Your result will be the set of lines with "should", copied from the material below.

+===+

Issue #233, opened 2020-11-19
JIT VC meetings - attendee information


mfldavidson:
Before the meeting is created, the Join Meeting button should be grayed out.

Before the meeting is created, show this message just above "Join Meeting" button (where it currently says "The host will join...")
> The host has not created the meeting yet. You will be able to join the meeting once it is created. We'll show a message in this window when it is created -- pay attention to the window so you don't miss it!

Once the meeting is created, show this message just above "Join Meeting" button (where it currently says "The host will join...")
> The host has created the meeting. Join it now! The host will join when they are ready for you.

![Joining the Meeting and Having Trouble with Video info boxes](https://user-images.githubusercontent.com/31591389/99694175-202a5300-2a5a-11eb-8f7a-cf81e023f91d.png)

Joining the Meeting box should be:
> #### Joining the Meeting
> Once the meeting is created, click Join Meeting to join the meeting and wait for the host. Download the app and test your audio now. Refer to [link] for additional help getting started.
The link and text for BlueJeans should be: [Getting Started with BlueJeans at U-M](https://its.umich.edu/communication/videoconferencing/blue-jeans/getting-started)
The link and text for Zoom should be: [Getting Started with Zoom at U-M](https://its.umich.edu/communication/videoconferencing/zoom/getting-started)

Having Trouble with Video? box should remain the same for BlueJeans.
The same box for Zoom should be (differences are the phone #, the link to international numbers, and terminology of meeting host and host key in last sentence):
> #### Having Trouble with Video?
> Having problems with video? As a back-up, you can call 1.312.626.6799 from the USA (or [find your international number to call in from outside the USA](https://umich.zoom.us/profile/setting?tab=telephony) - click See All Numbers under Toll Call to see all countries) from any phone and enter [id]#. You do not need a host key or participant ID.

Also add same having trouble with video blurb to host join info if meeting type is Zoom

ssciolla:
@mfldavidson, do we know the international number link for Zoom yet?

mfldavidson:
I apologize for not coming back to this @ssciolla thank you for the reminder. Unfortunately there is no one link we can use that shows all numbers for OUR account unless someone is logged in. So I think it will have to be as follows, which is ugly:

> #### Having Trouble with Video?
> Having problems with video? As a back-up, you can call 1.312.626.6799 from the USA* from any phone and enter [id]#. You are not a meeting host, so you do not need a host key.
[...]

Issue #247, opened 2020-12-03
Change leave the line link for attendees once meeting is in progress


mfldavidson:
When the meeting is in progress, "Leave the Line" on attendee view should change to "Cancel my meeting"

Issue #235, opened 2020-11-19
Remove join meeting blurb if meeting is in-person


mfldavidson:
The below message shows even when the meeting type is in person. We should just remove the entire message if the meeting is in-person. Note that this message is being changed for VC meetings in #233
> The host will join the meeting when it is your turn. We'll show a message in this window when your turn is coming up -- keep an eye on the window so you don't miss it!

PR #254, opened 2020-12-08
Refactor meeting info components, adjust language and conditional logic for JIT meeting creation (#233, #235, #247)

ssciolla:
This PR makes requested changes to the text and logic of the attendee-facing queue UI. It also adds an `intl_telephone_url` to backend objects served up to the frontend for use in the new `BlueJeansDialInMessage` and `ZoomDialInMessage`. The PR aims to resolve issues #233, #235, and #247.

### DIFF
--- a/src/assets/src/components/common.tsx
+++ b/src/assets/src/components/common.tsx
@@ -443,7 +443,7 @@ export const LoginDialog = (props: LoginDialogProps) =>
 
 interface OneTouchDialLinkProps {
     phone: string; // "." delimited
-    meetingNumber?: string;
+    meetingNumber: string;
 }
 
 const OneTouchDialLink = (props: OneTouchDialLinkProps) => (
@@ -465,7 +465,6 @@ const IntlTelephoneLink = (props: IntlTelephoneLinkProps) =>  {
 }
 
 export type DialInMessageProps = OneTouchDialLinkProps & IntlTelephoneLinkProps;
-const meetingNumberPlaceholder = 'the meeting number (that will appear here once the meeting is created) followed by ';
 
 export const BlueJeansDialInMessage = (props: DialInMessageProps) => {
     const phoneLinkUsa = <OneTouchDialLink {...props} />;
@@ -473,7 +472,7 @@ export const BlueJeansDialInMessage = (props: DialInMessageProps) => {
         <span>
             Having problems with video? As a back-up, you can call {phoneLinkUsa} from the USA
             (or <IntlTelephoneLink {...props} />)
-            from any phone and enter {props.meetingNumber ?? meetingNumberPlaceholder}#.
+            from any phone and enter {props.meetingNumber}#.
             You are not a moderator, so you do not need a moderator passcode.
         </span>
     );
@@ -485,7 +484,7 @@ export const ZoomDialInMessage = (props: DialInMessageProps) => {
         <span>
             Having problems with video? As a back-up, you can call {phoneLinkUsa} from the USA
             (or <IntlTelephoneLink {...props} /> - click See All Numbers under Toll Call to see all countries)
-            from any phone and enter {props.meetingNumber ?? meetingNumberPlaceholder}#.
+            from any phone and enter {props.meetingNumber}#.
             You do not need a host key or participant ID.
         </span>
     );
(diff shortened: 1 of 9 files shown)


src/assets/src/components/common.tsx
```diff
@@ -441,29 +441,54 @@ export const LoginDialog = (props: LoginDialogProps) =>
...
+    const phoneLinkUsa = <OneTouchDialLink {...props} />;
+    return (
+        <span>
+            Having problems with video? As a back-up, you can call {phoneLinkUsa} from the USA
+            (or <IntlTelephoneLink {...props} /> - click See All Numbers under Toll Call to see all countries)
+            from any phone and enter {props.meetingNumber ?? meetingNumberPlaceholder}#.
+            You do not need a host key or participant ID.
+        </span>
+    );
 }
```
ssciolla, line 492: I don't know if this is the best way to do this, but I didn't really want to include a bunch of conditions inside a common `DialInMessage`. There is some repeated language, but we'll be ditching `BlueJeansDialInMessage` at some point I guess.

src/assets/src/components/common.tsx
```diff
@@ -441,29 +441,54 @@ export const LoginDialog = (props: LoginDialogProps) =>
...
+    const phoneLinkUsa = <OneTouchDialLink {...props} />;
     return (
         <span>
-            Having problems with video? As a back-up, you can call {phoneLinkUsa} from the USA 
-            (or <a target="_blank" href="https://www.bluejeans.com/premium-numbers"> find your international number to call in from outside the USA</a>) 
-            from any phone and enter {props.meetingNumber}#.
+            Having problems with video? As a back-up, you can call {phoneLinkUsa} from the USA
+            (or <IntlTelephoneLink {...props} />)
+            from any phone and enter {props.meetingNumber ?? meetingNumberPlaceholder}#.
+            You are not a moderator, so you do not need a moderator passcode.
```
ssciolla, line 477: We need to check whether hosts are BJ moderators, but I do not think they are. This is relevant because the same `DialInMessage` components are used on both the attendee and host sides (in the Join Info dialog).

src/assets/src/components/queue.tsx
```diff
@@ -139,61 +140,63 @@ const WaitingTurnAlert = (props: WaitingTurnAlertProps) => {
...
+            meetingNumber: props.metadata.numeric_meeting_id,
+            intlNumbersURL: props.backend.intl_telephone_url
+        } as DialInMessageProps;
+
+        dialInMessage = props.backend.name === 'zoom'
+            ? <ZoomDialInMessage {...dialInProps} />
+            : props.backend.name === 'bluejeans'
+                ? <BlueJeansDialInMessage {...dialInProps} />
+                : null;
+    }
```
ssciolla, line 171: I made a decision here, but I'm happy to walk it back. The "Having Trouble with Video?" card just doesn't seem that useful until the meeting has been created (i.e. it has a meeting number). Perhaps there is alternative text we could use before the meeting is created...

src/assets/src/components/common.tsx
jlost: It looks like the Meeting's `assignee` goes into the API call as `POST /v1/user/{assignee_bj_user_id}/scheduled_meeting`, and it looks like that does make them a moderator, because if I create a BJ meeting that way and then visit my BJ dashboard (https://bluejeans.com/scheduling/) I can see the Moderator Passcode.

jlost: It looks like the Meeting's assignee goes into the API call as POST /v1/user/{assignee_bj_user_id}/scheduled_meeting, and it looks like that does make them a moderator, because if I create a BJ meeting that way and then visit my BJ dashboard (https://bluejeans.com/scheduling/) I can see the Moderator Passcode.

ssciolla: Darn. But it doesn't require either the host or attendee to enter a moderator passcode when you call in, does it? Maybe we could have language similar to Zoom's "You do not need a host key or participant ID." Something like, "You do not need a passcode to enter the meeting"?

jlost: Right, it doesn't require a passcode. That language sounds fine.

src/assets/src/components/queue.tsx
jlost: Seems to make sense to me.

jlost (approved):
The code looks good, and I also poked around on the page and it seemed to work as intended.

src/assets/src/components/common.tsx
jlost: I think it's fine, sometimes a little copypaste can be better than adding abstractions.

ssciolla: Cool

src/assets/src/components/common.tsx
ssciolla: Done. I chose to use "join the meeting" instead.

src/assets/src/components/queue.tsx
ssciolla: Cool, I will ask for more feedback during the QA process.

+===+

> [Solution to this exercise]
Before the meeting is created, the Join Meeting button should be grayed out.
Joining the Meeting box should be:
The link and text for BlueJeans should be: [Getting Started with BlueJeans at U-M](https://its.umich.edu/communication/videoconferencing/blue-jeans/getting-started)
The link and text for Zoom should be: [Getting Started with Zoom at U-M](https://its.umich.edu/communication/videoconferencing/zoom/getting-started)
Having Trouble with Video? box should remain the same for BlueJeans.
The same box for Zoom should be (differences are the phone #, the link to international numbers, and terminology of meeting host and host key in last sentence):
When the meeting is in progress, "Leave the Line" on attendee view should change to "Cancel my meeting"
The below message shows even when the meeting type is in person. We should just remove the entire message if the meeting is in-person. Note that this message is being changed for VC meetings in #233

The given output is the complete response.